● **MATERIAL SUPPLIED**
*** Block opens ***

PR #1032, opened 2023-01-27
Return the configured answers when no answer found

maeserichar:
This PR modifies the way the `MockKException` is constructed when a mock is called with a set of parameters that wasn't configured, so it also adds to the exception message all the answers configured for that mock.

The aim of this change is to help understand why is the mock's call really failing, giving some extra information to the developer.

### DIFF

*** Block closes ***

● **ASSIGNMENT**
Filter the data for the string "answers" and copy every line that has it.

● **ANSWER FOR THE TASK**
Return the configured answers when no answer found
This PR modifies the way the `MockKException` is constructed when a mock is called with a set of parameters that wasn't configured, so it also adds to the exception message all the answers configured for that mock.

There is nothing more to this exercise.